PR #4411, opened 2026-08-04
fix(agent): skip sys_enter_socket PID auto-registration under container targeting

ayush3160:
## What

When the enterprise webhook sets `KEPLOY_TARGET_CONTAINERS` for a low-latency per-container recording, `target_namespace_pids` is owned by the enterprise exec-barrier and scoped to the **target** container's cgroup. The `sys_enter_socket` tracepoint auto-registers every process in the pod's PID namespace by host TGID — **including sibling containers** — which leaks their traffic past the cgroup targeting.

This extends the existing DaemonSet skip (which handles the identical situation) to also skip auto-registration when `KEPLOY_TARGET_CONTAINERS` is set.

## Why

Required by the enterprise/k8s-proxy "record a specific container in low-latency sidecar mode" feature. Without it, a targeted recording still captures sibling-container ingress even though the cgroup gate excludes it.

## Testing

Verified in kind (kernel 6.12): a two-container pod recorded with `--target-container service-a` no longer registers service-b's PIDs; service-b ingress + egress are fully excluded.

## Companion PRs

- keploy/enterprise#2347 (targeting mechanism + BPF LSM exec barrier)
- keploy/k8s-proxy#720 (webhook plumbing + `/record/containers`)
- keploy/enterprise-ui#1648 (container picker)

### DIFF
--- a/pkg/agent/hooks/linux/hooks.go
+++ b/pkg/agent/hooks/linux/hooks.go
@@ -180,8 +180,14 @@ func (h *Hooks) load(ctx context.Context, opts agent.HookCfg, setupOpts config.A
 	// "test-set-0 / node-daemon traffic" leak. The reconciler-armed TGIDs
 	// already capture the app's ingress (no auto-detection needed), so skip the
 	// tracepoint entirely in DS mode.
-	if os.Getenv("KEPLOY_DAEMONSET_ENABLED") == "true" {
-		h.logger.Info("daemonset mode: skipping sys_enter_socket PID auto-registration (SessionReconciler owns target_namespace_pids)")
+	// Low-latency per-container targeting (KEPLOY_TARGET_CONTAINERS set by the
+	// webhook) is the same situation as DaemonSet: the enterprise exec-barrier
+	// owns target_namespace_pids and scopes it to the TARGET container's cgroup.
+	// sys_enter_socket would auto-register EVERY process in the pod's PID ns
+	// (both target and sibling containers, keyed by host TGID), leaking sibling
+	// traffic past the cgroup targeting — the same pollution the DS skip prevents.
+	if os.Getenv("KEPLOY_DAEMONSET_ENABLED") == "true" || os.Getenv("KEPLOY_TARGET_CONTAINERS") != "" {
+		h.logger.Info("daemonset/targeting mode: skipping sys_enter_socket PID auto-registration (target_namespace_pids is owned/scoped externally)")
 	} else {
 		socket, err := link.Tracepoint("syscalls", "sys_enter_socket", objs.SyscallProbeEntrySocket, nil)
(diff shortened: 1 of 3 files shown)


charankamarapu:
## Principal review — deterministic MySQL-over-TLS capture

The wire-order ktime merge is the right model and the `res>=req` clamp pins the load-drop RCA precisely. Findings:

**1. (should-fix) Apply the timestamp-order clamp in `recordMock`, not just the query path.**
The clamp lives in the COM_QUERY `flushMock` path only, but there are 7 `recordMock` call sites — the **handshake/config** mocks (`record.go`, `conn.go`) can equally produce a crossed `res<req` order on a reused/keepalive connection and get silently dropped by `filterByTimeStamp` / the MockManager at replay-load. Dropping a *config* mock is arguably worse than a query mock (the connection can't be re-established at replay). Move the clamp into `recordMock` so every MySQL mock is guarded at the choke point.

**2. (nit) Redundant copy in the merge `emit`.**
`readRelay` already allocates a fresh per-chunk `[]byte`; `emit` copies it again before the `decodeChan` send. Pass `c.data` through — it's not reused after the send.

**3. (nit) `mergeWait` cost.**
The 2ms bounded wait is a per-*exchange* cost in practice (dest fills right after a request on the loopback), not per-packet — worth a one-line comment so a future reader doesn't read it as per-packet latency.

Unit tests pass; a targeted test for the reorder buffer + a ktime-out-of-order case would be a good follow-up.

charankamarapu:
## Review resolved

All three findings addressed on `feat/low-latency-target-containers`:

**1. (should-fix) Clamp centralized in `recordMock`** — `0cd4fa31`. Moved the `res>=req` timestamp clamp out of the COM_QUERY `flushMock` path and into `recordMock` (record.go), the single choke point every mock passes through. Now the handshake/config mocks (previously droppable by `filterByTimeStamp` / the MockManager on a reused connection) are guarded too. Behavior for the query path is unchanged; config/handshake gain the guard.

**2. (nit) Redundant copy removed** — `0cd4fa31`. `emit` now passes `c.data` straight to `decodeChan`; `readRelay` already hands out a fresh, non-reused per-chunk buffer, so the second copy was dead.

**3. (nit) `mergeWait` documented** — `bcadd8ec`. Added a comment noting the 2ms bound is paid at most once per *exchange* (loopback dest fills within µs of a request), not per packet.

`go test ./pkg/agent/proxy/integrations/mysql/recorder/` green. The clamp move is behavior-preserving for the validated query path and strictly additive for config/handshake, so it can't regress the 21/21-green capture. Suggested follow-up (reorder-buffer + ktime-out-of-order unit test) tracked separately.

charankamarapu (approved):
LGTM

■ Task brief
All lines in the entries above that hold the word "right" need to be copied.

■ Response to this exercise
The wire-order ktime merge is the right model and the `res>=req` clamp pins the load-drop RCA precisely. Findings:
The 2ms bounded wait is a per-*exchange* cost in practice (dest fills right after a request on the loopback), not per-packet — worth a one-line comment so a future reader doesn't read it as per-packet latency.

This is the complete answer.